**** MATERIAL FOR THIS EXERCISE

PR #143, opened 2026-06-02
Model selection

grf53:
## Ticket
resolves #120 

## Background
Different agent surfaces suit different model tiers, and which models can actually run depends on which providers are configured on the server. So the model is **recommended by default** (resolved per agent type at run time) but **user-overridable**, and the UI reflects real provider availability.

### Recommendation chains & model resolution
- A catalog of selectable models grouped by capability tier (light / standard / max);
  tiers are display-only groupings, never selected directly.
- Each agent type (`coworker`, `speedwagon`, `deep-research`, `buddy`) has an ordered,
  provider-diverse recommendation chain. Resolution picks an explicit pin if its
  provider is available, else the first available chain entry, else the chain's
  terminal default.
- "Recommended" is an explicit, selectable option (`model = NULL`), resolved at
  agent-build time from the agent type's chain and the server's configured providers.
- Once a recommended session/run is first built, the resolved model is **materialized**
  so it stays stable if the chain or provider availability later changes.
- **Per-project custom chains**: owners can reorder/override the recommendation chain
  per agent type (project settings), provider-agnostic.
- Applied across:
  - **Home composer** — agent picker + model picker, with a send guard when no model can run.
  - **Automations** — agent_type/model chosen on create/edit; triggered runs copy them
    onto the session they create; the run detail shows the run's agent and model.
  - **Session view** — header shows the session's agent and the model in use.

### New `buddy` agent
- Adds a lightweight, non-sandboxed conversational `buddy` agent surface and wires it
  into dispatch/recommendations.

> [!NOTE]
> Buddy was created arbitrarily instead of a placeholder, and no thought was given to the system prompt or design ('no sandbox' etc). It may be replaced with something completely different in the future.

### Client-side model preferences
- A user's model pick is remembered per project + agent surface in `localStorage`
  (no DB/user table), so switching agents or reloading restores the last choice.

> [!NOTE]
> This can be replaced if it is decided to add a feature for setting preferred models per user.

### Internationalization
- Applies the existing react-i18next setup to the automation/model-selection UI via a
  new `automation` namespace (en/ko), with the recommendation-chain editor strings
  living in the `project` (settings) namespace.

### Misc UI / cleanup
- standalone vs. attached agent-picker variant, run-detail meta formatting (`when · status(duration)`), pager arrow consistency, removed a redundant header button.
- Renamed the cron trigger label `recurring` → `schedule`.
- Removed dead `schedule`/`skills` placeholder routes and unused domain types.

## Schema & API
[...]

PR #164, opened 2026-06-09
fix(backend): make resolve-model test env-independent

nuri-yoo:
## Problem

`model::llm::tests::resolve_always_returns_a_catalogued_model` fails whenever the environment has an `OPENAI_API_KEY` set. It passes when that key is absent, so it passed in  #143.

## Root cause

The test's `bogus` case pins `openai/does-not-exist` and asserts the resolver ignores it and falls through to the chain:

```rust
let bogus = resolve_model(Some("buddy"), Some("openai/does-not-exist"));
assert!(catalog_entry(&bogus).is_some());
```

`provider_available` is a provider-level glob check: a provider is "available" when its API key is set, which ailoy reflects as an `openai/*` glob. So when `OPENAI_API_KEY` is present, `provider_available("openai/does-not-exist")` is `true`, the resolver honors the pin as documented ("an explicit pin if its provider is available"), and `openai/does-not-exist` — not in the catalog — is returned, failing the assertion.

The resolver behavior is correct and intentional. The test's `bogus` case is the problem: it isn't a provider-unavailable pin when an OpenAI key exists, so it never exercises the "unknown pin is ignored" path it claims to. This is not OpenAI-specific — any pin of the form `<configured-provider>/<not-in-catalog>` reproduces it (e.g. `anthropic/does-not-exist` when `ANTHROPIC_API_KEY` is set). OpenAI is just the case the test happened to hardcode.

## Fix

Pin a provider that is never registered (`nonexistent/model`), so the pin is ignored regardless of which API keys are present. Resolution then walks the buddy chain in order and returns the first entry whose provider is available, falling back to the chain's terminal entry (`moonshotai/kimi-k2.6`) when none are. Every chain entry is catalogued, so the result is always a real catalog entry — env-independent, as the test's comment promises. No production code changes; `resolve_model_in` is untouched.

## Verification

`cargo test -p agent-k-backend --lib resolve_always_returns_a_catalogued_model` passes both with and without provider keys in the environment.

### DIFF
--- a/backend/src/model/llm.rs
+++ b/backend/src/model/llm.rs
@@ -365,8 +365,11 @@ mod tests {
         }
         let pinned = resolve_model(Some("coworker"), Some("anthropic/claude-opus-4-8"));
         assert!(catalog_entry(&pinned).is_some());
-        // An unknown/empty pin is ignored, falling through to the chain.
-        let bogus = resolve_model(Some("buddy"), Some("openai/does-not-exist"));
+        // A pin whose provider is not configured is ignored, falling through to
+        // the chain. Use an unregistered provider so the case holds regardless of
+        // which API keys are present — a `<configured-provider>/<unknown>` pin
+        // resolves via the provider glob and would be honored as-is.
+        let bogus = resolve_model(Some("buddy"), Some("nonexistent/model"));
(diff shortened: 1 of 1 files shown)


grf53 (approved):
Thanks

********
**** MATERIAL FOR THIS EXERCISE

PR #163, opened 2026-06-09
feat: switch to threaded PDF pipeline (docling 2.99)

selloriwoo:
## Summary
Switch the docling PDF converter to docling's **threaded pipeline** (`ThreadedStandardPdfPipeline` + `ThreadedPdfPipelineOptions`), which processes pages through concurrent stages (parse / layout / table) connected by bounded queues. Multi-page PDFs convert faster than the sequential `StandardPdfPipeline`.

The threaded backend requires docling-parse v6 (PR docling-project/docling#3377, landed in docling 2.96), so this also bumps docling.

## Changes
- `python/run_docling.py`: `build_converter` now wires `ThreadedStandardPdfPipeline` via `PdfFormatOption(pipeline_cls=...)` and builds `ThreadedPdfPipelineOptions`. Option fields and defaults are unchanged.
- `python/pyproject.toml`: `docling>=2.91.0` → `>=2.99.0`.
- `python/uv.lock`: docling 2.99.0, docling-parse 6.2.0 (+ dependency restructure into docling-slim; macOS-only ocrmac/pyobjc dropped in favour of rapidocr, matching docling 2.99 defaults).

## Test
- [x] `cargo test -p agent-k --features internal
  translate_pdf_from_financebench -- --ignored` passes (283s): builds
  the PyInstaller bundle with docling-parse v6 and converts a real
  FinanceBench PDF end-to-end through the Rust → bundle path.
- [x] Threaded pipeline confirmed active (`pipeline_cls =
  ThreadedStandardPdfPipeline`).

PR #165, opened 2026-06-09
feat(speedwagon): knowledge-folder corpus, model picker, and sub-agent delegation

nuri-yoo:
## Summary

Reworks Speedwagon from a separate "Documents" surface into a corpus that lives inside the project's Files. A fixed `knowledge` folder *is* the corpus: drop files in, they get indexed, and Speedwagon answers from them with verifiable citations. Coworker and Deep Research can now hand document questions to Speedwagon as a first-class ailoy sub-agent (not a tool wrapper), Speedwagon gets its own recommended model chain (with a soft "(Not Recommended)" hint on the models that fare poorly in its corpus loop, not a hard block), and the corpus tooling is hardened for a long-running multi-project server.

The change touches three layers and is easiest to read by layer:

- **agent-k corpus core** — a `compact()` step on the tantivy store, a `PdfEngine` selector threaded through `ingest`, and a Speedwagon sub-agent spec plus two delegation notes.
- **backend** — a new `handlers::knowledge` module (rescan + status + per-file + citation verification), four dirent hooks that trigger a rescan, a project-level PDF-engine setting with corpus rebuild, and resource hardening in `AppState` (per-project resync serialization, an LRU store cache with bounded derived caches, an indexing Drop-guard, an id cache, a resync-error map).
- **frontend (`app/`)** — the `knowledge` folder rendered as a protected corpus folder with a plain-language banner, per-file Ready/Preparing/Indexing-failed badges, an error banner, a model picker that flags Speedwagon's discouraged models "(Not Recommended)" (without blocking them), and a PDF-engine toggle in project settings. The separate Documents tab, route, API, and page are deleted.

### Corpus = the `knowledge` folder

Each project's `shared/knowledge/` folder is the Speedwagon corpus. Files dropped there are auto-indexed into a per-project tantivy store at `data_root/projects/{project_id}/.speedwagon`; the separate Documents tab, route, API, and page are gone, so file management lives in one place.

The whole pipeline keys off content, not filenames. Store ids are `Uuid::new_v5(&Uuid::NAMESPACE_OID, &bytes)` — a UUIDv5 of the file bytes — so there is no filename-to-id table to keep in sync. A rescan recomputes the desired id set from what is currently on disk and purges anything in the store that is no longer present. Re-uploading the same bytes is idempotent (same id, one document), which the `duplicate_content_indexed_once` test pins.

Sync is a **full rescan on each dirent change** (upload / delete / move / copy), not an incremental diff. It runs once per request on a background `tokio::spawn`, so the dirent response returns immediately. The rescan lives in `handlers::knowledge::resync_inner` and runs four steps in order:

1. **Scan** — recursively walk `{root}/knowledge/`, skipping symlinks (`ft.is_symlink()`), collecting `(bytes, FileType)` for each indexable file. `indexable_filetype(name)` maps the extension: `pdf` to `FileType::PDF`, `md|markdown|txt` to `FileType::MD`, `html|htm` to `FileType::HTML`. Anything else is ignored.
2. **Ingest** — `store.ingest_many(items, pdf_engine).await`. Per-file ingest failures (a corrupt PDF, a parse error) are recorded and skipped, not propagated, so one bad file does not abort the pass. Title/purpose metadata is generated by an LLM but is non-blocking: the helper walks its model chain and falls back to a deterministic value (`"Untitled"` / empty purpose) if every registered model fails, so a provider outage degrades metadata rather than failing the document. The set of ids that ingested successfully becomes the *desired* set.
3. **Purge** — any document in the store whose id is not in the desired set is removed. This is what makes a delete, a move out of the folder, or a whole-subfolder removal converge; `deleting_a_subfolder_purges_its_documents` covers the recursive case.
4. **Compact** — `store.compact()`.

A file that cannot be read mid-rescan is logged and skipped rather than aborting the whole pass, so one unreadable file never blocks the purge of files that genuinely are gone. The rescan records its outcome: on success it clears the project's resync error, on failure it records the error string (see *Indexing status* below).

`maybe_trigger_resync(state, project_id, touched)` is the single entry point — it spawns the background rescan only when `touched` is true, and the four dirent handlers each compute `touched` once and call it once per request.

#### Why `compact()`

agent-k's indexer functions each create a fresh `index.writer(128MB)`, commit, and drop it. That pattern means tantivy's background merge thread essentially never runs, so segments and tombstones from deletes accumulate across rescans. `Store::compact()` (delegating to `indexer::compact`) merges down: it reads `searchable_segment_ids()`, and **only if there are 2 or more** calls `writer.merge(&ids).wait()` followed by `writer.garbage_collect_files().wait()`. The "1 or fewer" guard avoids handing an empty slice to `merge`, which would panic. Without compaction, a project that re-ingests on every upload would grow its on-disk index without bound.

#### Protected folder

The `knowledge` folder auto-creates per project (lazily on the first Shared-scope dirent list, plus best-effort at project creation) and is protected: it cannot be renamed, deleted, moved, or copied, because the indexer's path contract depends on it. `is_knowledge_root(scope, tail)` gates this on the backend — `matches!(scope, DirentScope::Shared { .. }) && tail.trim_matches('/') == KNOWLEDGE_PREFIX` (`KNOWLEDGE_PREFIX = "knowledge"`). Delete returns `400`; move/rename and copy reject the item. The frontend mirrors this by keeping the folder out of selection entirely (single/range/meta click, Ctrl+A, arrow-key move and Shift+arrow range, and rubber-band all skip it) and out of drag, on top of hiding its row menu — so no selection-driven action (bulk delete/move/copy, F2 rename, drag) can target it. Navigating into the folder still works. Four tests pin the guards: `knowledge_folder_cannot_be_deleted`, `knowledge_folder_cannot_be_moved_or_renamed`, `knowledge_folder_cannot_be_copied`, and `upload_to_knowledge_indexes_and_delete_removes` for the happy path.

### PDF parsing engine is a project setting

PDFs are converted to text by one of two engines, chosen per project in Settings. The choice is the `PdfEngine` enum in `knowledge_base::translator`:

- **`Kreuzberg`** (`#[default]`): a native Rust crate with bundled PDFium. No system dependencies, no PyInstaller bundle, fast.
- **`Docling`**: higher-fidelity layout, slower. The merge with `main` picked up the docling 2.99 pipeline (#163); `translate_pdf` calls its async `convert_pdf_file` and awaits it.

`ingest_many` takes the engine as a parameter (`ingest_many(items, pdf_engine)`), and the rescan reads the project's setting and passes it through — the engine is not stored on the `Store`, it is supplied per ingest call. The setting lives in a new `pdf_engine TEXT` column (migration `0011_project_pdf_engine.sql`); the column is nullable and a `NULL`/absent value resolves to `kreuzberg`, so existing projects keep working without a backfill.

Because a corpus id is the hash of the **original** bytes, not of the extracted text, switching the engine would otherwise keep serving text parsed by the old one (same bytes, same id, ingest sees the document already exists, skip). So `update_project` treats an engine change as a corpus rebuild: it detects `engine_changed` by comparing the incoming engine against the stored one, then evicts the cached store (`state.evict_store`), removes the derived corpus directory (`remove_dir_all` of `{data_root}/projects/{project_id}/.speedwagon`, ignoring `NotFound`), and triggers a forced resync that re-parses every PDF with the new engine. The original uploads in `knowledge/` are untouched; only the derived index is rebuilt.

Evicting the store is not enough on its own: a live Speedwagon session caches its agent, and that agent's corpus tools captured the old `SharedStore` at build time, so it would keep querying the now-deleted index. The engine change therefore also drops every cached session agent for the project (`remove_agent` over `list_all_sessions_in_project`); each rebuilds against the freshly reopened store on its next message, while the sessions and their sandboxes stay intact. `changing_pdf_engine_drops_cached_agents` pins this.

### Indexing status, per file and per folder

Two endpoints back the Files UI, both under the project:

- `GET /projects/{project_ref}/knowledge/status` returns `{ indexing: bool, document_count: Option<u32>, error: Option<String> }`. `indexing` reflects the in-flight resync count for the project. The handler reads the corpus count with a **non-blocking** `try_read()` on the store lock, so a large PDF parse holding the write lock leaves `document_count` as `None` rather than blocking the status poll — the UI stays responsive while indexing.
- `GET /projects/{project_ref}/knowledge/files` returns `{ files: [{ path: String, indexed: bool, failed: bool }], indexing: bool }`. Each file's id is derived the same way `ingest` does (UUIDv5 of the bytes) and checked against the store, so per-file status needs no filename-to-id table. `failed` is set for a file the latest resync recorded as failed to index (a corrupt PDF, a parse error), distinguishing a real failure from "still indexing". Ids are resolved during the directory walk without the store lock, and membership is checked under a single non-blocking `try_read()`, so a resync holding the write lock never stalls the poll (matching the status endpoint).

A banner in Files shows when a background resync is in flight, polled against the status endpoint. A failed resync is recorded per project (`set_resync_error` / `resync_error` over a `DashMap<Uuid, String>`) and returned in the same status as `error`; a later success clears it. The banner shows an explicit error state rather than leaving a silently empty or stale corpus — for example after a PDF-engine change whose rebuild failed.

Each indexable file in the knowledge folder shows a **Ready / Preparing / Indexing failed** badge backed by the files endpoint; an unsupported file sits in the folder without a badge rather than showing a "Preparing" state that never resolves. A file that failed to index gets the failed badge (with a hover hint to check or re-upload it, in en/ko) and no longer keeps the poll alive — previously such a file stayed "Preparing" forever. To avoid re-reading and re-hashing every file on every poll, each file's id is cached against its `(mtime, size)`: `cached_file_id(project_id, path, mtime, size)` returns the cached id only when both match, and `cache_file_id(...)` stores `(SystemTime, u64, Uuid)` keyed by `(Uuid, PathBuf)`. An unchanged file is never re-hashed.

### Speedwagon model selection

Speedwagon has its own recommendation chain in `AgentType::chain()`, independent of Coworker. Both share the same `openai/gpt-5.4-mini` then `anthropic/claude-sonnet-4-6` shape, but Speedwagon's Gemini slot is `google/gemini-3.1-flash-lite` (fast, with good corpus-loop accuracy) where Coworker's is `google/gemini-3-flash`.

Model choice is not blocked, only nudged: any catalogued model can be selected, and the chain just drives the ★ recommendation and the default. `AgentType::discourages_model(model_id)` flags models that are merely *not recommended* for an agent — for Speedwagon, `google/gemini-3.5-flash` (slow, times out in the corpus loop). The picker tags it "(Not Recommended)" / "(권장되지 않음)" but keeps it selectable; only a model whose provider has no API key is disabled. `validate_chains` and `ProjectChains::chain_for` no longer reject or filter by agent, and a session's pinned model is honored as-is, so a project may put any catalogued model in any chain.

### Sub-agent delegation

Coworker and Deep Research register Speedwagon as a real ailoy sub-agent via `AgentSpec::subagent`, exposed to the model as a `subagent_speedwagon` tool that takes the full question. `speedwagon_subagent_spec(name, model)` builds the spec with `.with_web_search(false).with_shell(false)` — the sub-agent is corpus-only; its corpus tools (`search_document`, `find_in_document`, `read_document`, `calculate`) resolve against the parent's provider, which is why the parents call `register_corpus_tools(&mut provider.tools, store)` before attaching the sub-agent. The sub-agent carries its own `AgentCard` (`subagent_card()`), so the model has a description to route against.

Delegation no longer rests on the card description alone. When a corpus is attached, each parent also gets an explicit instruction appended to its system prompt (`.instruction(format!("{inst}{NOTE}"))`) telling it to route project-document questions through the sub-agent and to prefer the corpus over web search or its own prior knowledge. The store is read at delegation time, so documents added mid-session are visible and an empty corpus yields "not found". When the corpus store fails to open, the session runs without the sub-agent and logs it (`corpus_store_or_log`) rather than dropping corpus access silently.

********

* [TASK TO COMPLETE] Only the lines above starting with the one with "PR #143, opened 2026-06-02" and going through the one with "- Adds a lightweight, non-sandboxed" are to be copied, word for word and with both ends kept.

* [TASK ANSWER]
PR #143, opened 2026-06-02
Model selection

grf53:
## Ticket
resolves #120 

## Background
Different agent surfaces suit different model tiers, and which models can actually run depends on which providers are configured on the server. So the model is **recommended by default** (resolved per agent type at run time) but **user-overridable**, and the UI reflects real provider availability.

### Recommendation chains & model resolution
- A catalog of selectable models grouped by capability tier (light / standard / max);
  tiers are display-only groupings, never selected directly.
- Each agent type (`coworker`, `speedwagon`, `deep-research`, `buddy`) has an ordered,
  provider-diverse recommendation chain. Resolution picks an explicit pin if its
  provider is available, else the first available chain entry, else the chain's
  terminal default.
- "Recommended" is an explicit, selectable option (`model = NULL`), resolved at
  agent-build time from the agent type's chain and the server's configured providers.
- Once a recommended session/run is first built, the resolved model is **materialized**
  so it stays stable if the chain or provider availability later changes.
- **Per-project custom chains**: owners can reorder/override the recommendation chain
  per agent type (project settings), provider-agnostic.
- Applied across:
  - **Home composer** — agent picker + model picker, with a send guard when no model can run.
  - **Automations** — agent_type/model chosen on create/edit; triggered runs copy them
    onto the session they create; the run detail shows the run's agent and model.
  - **Session view** — header shows the session's agent and the model in use.

### New `buddy` agent
- Adds a lightweight, non-sandboxed conversational `buddy` agent surface and wires it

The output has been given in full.